#### [DATA SECTION]
· · · ·
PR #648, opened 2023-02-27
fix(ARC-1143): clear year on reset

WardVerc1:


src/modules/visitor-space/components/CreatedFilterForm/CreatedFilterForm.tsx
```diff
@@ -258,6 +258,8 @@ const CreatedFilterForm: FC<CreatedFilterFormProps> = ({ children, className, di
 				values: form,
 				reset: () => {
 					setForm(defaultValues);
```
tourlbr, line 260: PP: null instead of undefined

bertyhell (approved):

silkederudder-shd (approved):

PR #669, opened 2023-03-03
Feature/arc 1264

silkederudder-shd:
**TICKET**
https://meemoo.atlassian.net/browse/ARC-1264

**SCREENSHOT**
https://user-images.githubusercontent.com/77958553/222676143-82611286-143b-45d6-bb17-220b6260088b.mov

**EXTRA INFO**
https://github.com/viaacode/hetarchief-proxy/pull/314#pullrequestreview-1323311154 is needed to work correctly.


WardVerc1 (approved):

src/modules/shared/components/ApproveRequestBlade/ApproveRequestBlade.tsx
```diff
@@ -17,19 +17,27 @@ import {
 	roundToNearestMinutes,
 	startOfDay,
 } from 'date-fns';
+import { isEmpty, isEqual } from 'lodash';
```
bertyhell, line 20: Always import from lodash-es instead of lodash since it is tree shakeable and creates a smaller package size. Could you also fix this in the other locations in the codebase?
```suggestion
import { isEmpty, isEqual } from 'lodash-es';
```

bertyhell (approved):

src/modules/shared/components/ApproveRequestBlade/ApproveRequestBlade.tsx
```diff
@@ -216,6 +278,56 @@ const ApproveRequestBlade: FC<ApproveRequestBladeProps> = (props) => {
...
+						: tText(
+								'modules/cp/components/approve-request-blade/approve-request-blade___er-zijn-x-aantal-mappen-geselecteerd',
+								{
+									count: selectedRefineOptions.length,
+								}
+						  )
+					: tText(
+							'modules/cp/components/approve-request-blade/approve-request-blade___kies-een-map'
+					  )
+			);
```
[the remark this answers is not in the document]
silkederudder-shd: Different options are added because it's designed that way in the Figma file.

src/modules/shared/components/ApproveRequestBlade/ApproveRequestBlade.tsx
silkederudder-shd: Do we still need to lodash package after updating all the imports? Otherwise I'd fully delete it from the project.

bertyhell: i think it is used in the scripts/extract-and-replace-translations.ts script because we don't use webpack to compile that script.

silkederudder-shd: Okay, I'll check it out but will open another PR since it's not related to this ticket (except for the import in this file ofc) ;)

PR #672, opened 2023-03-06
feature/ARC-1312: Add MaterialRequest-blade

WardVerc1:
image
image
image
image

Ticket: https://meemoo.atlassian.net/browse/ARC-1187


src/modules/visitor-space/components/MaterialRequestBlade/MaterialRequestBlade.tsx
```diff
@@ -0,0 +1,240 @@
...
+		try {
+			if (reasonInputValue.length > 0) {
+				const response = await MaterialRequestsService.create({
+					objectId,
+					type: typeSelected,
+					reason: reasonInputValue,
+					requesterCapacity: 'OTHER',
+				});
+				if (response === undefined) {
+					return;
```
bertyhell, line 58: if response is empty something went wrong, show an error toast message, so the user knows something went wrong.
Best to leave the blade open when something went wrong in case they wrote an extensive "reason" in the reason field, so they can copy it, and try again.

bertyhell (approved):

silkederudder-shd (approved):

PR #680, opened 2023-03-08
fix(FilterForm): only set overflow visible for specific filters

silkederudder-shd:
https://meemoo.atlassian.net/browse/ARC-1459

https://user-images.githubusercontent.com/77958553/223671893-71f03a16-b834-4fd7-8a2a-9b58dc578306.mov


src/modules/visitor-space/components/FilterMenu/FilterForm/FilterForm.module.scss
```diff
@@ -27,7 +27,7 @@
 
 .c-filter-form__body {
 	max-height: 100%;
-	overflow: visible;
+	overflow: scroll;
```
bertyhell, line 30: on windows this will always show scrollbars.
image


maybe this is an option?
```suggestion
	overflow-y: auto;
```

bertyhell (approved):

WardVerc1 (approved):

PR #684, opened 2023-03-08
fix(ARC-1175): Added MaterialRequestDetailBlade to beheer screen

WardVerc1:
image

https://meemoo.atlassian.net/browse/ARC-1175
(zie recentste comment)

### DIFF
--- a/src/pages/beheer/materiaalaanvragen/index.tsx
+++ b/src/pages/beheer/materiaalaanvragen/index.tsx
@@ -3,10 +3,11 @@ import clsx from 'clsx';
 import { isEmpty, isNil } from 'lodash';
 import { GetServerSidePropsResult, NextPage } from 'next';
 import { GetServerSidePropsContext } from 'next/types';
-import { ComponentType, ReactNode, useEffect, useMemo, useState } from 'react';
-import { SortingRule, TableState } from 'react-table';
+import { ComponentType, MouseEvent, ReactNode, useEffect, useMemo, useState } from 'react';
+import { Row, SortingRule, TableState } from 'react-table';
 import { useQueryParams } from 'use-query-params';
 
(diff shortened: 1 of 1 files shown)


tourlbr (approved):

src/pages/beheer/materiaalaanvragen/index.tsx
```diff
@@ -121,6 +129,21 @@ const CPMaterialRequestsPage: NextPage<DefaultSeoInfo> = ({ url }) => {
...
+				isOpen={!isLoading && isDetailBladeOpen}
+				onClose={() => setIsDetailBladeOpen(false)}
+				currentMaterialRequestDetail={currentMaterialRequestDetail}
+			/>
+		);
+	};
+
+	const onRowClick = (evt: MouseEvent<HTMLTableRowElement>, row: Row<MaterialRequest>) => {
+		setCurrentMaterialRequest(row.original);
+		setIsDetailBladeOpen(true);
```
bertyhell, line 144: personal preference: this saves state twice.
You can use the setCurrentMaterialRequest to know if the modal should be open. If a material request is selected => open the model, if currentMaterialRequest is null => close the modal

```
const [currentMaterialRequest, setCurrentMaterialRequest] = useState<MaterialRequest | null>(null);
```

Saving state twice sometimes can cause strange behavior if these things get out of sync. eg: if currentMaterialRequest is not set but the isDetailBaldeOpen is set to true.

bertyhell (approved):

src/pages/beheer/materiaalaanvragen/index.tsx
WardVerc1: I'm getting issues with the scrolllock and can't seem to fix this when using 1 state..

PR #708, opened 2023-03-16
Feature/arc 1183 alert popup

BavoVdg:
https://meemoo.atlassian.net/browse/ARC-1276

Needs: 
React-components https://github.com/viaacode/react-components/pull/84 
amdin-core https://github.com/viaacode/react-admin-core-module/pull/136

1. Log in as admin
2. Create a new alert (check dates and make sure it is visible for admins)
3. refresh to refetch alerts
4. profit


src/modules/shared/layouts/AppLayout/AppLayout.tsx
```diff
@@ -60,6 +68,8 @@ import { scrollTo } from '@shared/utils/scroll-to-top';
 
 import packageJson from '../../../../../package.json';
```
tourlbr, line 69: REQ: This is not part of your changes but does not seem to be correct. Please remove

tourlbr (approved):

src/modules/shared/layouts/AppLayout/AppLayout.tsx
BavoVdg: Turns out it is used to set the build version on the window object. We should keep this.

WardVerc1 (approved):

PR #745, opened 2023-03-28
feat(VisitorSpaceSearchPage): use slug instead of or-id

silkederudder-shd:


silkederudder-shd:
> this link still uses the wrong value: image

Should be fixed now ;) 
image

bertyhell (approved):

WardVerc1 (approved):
· · · ·
#### [YOUR INSTRUCTIONS]
Locate the word "opened" in the data above. Copy every line carrying it.

#### [ANSWER BOX]
PR #648, opened 2023-02-27
PR #669, opened 2023-03-03
PR #672, opened 2023-03-06
PR #680, opened 2023-03-08
PR #684, opened 2023-03-08
PR #708, opened 2023-03-16
PR #745, opened 2023-03-28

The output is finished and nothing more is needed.